▽
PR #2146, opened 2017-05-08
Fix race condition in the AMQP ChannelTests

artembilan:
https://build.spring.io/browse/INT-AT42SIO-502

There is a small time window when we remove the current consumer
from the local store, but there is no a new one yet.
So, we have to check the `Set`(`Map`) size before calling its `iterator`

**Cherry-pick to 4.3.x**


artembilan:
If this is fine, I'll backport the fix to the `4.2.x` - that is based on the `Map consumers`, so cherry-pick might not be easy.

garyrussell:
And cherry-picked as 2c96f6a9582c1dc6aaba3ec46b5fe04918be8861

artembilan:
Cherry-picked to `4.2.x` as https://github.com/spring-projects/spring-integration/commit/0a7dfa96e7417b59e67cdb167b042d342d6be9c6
△
▽
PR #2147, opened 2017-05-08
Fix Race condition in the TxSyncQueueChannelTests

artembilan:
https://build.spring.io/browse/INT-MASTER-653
△
▽
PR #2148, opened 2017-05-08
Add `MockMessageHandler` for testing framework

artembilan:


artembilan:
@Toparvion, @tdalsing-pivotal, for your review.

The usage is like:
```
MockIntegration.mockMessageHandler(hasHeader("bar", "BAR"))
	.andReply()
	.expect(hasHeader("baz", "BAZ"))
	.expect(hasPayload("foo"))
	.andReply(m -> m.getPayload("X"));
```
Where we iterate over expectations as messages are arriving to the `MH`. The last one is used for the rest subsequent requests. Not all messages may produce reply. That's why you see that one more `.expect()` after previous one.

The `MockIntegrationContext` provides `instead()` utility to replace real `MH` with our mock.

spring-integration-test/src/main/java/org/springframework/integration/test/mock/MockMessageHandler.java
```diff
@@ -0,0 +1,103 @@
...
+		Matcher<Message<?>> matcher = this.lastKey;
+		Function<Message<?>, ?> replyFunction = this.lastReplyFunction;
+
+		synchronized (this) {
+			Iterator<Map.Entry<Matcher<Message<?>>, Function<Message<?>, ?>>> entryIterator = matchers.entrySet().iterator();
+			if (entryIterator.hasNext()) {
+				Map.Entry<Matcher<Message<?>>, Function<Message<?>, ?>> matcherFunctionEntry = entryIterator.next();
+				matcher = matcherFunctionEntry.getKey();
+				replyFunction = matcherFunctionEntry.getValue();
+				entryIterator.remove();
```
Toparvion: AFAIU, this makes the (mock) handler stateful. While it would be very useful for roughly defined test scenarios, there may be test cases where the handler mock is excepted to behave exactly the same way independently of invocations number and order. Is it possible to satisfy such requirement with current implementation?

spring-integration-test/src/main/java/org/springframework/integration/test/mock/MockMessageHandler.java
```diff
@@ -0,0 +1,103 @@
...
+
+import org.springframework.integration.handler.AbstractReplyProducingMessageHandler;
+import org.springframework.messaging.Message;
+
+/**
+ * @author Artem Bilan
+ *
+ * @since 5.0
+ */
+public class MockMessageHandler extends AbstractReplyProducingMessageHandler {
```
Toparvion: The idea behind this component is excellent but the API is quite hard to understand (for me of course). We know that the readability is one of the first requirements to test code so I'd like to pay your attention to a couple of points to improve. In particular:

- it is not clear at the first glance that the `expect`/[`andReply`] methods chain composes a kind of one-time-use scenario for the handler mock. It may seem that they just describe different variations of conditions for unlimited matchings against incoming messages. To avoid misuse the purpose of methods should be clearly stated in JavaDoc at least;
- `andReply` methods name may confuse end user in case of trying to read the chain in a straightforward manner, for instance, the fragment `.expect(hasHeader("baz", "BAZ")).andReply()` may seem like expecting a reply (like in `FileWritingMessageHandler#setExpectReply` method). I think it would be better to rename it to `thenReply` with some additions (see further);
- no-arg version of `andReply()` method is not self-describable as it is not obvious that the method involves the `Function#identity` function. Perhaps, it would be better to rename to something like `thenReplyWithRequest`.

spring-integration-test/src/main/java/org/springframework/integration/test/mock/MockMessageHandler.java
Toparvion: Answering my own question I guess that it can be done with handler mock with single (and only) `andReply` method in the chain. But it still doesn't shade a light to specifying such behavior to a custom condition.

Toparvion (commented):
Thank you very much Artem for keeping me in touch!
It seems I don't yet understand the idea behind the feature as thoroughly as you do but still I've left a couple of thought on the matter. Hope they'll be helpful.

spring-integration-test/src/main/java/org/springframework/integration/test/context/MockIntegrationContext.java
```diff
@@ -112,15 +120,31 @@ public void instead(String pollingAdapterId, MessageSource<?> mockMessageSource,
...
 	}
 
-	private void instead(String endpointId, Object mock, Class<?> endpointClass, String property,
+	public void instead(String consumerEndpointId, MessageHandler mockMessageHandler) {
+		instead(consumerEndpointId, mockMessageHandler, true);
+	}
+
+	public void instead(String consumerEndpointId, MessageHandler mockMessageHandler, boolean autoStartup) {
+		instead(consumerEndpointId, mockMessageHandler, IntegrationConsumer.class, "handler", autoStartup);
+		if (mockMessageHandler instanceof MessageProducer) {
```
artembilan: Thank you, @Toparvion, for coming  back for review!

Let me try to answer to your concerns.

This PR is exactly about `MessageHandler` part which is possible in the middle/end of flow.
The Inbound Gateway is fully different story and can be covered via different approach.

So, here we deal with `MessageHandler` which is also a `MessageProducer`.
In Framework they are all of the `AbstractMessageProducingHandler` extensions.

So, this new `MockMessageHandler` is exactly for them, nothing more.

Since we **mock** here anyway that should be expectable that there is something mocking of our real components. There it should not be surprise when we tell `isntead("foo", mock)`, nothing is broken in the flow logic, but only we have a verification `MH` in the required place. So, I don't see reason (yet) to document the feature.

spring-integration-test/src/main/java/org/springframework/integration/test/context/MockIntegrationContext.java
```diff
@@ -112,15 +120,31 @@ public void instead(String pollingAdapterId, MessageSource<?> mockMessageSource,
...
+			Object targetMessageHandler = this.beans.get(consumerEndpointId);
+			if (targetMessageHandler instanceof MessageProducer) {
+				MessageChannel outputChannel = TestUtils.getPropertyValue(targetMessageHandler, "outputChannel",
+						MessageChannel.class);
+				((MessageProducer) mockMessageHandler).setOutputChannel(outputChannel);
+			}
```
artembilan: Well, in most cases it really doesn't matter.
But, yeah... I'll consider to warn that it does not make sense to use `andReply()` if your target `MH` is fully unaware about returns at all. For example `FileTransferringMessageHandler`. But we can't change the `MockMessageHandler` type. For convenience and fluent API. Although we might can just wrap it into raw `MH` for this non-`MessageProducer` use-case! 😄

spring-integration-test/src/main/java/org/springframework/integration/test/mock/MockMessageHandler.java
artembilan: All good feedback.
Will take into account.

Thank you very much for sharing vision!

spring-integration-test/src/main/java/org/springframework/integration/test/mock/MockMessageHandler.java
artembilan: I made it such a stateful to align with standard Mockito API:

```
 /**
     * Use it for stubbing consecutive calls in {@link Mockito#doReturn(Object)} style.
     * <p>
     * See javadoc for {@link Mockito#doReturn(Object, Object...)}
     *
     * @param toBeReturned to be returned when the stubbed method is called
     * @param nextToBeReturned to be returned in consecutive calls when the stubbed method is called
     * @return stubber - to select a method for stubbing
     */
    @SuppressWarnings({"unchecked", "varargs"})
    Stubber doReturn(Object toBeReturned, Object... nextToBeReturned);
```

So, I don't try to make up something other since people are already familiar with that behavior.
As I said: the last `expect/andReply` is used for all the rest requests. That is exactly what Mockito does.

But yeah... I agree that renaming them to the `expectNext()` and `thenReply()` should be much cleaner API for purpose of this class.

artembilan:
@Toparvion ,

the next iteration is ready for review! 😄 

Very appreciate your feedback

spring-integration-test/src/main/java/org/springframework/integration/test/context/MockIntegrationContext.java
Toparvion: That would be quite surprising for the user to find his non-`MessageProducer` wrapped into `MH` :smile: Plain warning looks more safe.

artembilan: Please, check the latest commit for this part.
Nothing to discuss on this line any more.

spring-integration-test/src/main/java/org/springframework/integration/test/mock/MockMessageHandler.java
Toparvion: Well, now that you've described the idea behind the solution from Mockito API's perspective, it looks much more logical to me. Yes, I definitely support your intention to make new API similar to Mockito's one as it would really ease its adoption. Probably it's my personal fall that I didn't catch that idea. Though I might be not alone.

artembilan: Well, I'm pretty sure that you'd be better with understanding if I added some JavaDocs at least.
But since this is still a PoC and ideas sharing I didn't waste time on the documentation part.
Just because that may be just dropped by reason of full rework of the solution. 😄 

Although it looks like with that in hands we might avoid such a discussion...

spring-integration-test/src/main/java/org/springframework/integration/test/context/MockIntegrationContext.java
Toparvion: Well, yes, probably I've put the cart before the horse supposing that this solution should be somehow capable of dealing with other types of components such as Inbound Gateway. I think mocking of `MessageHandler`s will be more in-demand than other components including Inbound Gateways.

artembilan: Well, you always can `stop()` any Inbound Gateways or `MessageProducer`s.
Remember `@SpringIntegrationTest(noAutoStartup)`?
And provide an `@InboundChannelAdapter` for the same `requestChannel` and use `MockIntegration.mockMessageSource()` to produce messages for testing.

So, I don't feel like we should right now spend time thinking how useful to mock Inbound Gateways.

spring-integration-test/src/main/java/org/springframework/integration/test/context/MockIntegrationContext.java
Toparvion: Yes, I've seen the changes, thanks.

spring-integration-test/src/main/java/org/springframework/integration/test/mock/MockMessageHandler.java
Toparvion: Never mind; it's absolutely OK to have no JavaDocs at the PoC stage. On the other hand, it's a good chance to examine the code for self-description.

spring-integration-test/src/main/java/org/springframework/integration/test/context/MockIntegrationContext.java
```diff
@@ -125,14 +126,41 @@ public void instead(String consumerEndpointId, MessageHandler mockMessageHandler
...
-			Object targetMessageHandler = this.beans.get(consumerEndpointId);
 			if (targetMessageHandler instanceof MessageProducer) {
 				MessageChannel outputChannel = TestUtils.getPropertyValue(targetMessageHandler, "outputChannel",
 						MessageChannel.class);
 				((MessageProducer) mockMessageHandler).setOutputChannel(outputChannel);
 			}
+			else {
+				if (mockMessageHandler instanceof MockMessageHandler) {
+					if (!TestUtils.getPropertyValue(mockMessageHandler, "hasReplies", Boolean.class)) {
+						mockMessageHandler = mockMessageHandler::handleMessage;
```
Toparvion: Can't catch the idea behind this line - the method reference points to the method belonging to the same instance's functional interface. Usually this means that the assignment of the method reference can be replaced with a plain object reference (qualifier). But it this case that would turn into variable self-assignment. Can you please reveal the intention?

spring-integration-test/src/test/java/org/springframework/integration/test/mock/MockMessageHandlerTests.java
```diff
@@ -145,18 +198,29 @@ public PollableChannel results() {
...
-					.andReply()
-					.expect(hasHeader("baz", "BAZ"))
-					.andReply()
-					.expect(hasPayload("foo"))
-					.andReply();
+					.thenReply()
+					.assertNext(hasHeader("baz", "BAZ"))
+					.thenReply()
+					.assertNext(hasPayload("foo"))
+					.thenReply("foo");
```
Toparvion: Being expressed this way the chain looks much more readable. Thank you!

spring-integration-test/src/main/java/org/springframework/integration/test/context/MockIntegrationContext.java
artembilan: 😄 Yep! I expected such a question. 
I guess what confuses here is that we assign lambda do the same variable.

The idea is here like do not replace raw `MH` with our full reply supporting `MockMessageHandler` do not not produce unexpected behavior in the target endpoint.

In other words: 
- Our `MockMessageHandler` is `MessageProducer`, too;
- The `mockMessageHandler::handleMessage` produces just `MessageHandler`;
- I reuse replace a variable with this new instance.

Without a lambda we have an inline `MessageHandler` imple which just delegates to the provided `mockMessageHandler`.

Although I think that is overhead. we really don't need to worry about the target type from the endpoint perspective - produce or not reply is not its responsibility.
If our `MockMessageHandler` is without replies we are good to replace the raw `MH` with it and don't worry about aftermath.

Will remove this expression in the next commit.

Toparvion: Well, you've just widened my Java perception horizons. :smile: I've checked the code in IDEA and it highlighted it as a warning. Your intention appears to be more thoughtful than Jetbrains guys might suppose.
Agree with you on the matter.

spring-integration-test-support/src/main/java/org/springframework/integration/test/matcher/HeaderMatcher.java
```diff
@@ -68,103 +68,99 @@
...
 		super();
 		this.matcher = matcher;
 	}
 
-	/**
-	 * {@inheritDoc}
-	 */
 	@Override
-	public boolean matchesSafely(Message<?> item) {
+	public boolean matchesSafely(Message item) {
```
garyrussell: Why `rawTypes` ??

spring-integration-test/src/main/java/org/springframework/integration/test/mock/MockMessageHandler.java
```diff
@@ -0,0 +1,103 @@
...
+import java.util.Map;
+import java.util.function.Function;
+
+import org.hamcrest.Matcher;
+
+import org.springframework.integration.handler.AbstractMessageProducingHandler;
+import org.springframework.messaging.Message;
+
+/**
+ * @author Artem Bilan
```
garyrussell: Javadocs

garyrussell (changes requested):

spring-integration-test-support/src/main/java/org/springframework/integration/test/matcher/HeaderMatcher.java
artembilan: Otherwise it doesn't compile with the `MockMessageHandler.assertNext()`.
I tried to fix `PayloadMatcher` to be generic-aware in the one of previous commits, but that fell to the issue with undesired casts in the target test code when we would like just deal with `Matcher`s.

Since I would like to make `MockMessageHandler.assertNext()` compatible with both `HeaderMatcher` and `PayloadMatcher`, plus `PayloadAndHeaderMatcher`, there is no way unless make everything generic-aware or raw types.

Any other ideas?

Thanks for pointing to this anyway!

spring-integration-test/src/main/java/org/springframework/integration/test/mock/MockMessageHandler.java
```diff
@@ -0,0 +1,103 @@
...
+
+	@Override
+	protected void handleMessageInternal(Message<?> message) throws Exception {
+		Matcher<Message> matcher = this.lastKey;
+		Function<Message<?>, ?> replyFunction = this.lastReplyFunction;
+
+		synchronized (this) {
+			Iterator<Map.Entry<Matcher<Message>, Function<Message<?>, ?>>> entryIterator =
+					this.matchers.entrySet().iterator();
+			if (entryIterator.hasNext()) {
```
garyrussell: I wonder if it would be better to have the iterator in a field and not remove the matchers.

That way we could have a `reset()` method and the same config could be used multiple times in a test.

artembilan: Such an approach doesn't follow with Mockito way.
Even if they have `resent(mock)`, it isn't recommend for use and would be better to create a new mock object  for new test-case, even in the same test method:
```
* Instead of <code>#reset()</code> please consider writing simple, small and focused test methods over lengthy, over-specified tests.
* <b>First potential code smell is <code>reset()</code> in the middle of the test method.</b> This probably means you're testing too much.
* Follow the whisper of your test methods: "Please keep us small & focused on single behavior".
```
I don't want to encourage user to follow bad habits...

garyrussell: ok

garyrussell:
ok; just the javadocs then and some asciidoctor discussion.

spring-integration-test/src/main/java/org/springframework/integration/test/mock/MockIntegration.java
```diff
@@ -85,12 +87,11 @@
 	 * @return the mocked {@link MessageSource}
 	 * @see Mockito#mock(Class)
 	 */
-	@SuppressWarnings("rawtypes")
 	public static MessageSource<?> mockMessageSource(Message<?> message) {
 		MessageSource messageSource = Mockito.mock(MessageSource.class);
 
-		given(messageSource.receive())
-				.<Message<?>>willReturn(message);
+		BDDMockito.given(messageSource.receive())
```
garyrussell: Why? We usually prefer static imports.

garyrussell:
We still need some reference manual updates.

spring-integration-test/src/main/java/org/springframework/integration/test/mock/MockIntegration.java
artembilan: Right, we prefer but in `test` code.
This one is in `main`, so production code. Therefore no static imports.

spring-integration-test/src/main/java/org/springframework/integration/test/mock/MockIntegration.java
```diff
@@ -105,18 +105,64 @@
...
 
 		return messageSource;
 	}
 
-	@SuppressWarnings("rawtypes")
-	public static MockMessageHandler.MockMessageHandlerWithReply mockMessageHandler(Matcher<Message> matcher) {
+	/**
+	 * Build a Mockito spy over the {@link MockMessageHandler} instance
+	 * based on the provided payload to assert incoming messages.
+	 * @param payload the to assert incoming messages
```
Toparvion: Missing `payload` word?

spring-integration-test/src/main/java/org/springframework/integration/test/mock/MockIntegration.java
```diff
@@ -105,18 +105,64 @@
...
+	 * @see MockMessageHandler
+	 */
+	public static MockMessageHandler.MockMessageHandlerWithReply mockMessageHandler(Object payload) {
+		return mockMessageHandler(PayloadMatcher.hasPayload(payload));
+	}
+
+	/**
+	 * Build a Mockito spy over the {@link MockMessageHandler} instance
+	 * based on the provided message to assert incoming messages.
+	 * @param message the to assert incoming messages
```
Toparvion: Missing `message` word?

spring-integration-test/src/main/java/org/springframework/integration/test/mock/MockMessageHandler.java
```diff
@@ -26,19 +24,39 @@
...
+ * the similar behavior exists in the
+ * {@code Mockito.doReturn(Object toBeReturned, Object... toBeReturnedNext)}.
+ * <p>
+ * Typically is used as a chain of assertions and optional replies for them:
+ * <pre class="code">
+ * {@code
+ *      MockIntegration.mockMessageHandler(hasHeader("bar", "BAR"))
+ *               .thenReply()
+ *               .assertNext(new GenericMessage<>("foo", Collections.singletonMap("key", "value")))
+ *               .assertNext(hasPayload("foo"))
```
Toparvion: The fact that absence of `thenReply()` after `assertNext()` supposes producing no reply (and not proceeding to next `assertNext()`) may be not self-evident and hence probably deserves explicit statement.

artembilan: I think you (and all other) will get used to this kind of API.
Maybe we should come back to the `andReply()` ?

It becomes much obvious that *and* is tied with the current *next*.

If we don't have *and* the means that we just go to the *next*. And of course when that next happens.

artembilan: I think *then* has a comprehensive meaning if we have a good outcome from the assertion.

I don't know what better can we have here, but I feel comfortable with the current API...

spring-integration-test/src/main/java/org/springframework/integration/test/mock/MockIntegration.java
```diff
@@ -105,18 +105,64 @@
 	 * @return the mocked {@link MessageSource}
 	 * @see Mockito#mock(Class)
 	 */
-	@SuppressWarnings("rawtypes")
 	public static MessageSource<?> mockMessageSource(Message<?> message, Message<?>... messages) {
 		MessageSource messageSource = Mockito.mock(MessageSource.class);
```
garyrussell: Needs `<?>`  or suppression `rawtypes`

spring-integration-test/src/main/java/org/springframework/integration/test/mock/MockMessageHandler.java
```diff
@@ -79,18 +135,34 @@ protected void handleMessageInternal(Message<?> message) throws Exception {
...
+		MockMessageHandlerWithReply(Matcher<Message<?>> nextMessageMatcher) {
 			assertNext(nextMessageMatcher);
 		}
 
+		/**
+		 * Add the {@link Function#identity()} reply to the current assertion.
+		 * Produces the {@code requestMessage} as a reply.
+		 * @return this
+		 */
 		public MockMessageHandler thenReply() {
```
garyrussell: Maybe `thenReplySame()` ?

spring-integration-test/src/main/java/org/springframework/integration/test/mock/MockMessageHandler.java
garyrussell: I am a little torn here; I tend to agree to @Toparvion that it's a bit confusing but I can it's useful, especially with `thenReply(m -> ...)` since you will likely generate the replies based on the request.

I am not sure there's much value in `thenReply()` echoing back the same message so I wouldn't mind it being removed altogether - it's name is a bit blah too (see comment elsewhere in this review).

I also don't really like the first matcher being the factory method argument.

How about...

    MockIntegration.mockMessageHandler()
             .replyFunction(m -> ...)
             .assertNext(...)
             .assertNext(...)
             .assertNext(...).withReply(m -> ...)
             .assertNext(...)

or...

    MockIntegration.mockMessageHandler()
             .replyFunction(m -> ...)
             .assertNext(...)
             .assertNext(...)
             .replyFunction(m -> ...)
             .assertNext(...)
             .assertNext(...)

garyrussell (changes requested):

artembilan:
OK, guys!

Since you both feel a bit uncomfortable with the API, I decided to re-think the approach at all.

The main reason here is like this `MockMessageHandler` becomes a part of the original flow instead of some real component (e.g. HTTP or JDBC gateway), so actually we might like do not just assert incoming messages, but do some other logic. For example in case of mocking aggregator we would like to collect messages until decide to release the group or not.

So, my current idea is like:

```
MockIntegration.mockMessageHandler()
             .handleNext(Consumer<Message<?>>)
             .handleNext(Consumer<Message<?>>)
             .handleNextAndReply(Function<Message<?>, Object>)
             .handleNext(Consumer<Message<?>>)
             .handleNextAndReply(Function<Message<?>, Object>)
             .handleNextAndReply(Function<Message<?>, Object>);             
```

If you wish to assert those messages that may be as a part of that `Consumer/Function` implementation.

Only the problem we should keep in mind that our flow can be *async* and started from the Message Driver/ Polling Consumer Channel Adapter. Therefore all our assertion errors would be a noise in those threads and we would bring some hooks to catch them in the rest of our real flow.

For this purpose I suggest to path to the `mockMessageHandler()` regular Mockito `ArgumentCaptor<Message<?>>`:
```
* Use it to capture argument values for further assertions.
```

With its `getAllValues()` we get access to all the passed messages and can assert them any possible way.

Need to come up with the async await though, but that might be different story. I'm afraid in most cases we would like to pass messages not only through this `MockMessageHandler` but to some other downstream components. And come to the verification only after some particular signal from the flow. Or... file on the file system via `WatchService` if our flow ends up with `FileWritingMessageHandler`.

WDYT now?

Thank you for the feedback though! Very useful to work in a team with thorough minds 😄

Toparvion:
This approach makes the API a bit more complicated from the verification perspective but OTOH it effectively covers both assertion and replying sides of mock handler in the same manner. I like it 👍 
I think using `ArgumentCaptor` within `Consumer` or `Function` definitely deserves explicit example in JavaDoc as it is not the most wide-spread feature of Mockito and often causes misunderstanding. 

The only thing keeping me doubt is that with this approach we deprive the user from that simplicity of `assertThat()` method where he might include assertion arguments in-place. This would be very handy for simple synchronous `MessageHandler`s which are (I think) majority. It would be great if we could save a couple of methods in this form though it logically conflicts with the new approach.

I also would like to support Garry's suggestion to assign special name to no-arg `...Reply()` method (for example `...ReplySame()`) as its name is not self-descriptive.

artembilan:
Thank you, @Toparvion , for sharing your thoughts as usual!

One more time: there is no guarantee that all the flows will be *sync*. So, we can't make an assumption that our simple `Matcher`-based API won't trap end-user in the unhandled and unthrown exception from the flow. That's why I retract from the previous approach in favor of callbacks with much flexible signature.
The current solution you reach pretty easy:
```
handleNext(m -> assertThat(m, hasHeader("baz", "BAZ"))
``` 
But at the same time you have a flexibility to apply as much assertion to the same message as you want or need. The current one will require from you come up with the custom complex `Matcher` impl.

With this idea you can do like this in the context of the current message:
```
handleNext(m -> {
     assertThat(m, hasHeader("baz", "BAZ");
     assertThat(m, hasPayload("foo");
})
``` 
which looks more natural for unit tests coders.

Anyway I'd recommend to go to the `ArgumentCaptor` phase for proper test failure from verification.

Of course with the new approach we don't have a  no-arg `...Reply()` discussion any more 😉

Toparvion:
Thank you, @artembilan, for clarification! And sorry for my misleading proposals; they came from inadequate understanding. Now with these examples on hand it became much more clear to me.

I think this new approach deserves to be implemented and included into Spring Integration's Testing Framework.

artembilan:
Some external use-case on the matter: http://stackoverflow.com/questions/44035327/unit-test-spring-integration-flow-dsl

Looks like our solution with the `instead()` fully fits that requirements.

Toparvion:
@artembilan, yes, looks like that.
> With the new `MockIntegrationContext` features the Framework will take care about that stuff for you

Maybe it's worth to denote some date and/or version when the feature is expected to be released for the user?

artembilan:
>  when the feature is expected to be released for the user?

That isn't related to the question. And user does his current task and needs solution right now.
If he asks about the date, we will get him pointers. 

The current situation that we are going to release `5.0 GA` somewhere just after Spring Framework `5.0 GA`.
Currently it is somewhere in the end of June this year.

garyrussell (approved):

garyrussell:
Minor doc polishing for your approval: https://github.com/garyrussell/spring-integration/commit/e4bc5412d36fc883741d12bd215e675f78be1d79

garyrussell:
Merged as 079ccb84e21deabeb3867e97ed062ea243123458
△
▶ [TASK BRIEF]
Above are some records; copy each line there that contains "hasHeader".

▶ [REPLY]
MockIntegration.mockMessageHandler(hasHeader("bar", "BAR"))
	.expect(hasHeader("baz", "BAZ"))
- `andReply` methods name may confuse end user in case of trying to read the chain in a straightforward manner, for instance, the fragment `.expect(hasHeader("baz", "BAZ")).andReply()` may seem like expecting a reply (like in `FileWritingMessageHandler#setExpectReply` method). I think it would be better to rename it to `thenReply` with some additions (see further);
-					.expect(hasHeader("baz", "BAZ"))
+					.assertNext(hasHeader("baz", "BAZ"))
+ *      MockIntegration.mockMessageHandler(hasHeader("bar", "BAR"))
handleNext(m -> assertThat(m, hasHeader("baz", "BAZ"))
     assertThat(m, hasHeader("baz", "BAZ");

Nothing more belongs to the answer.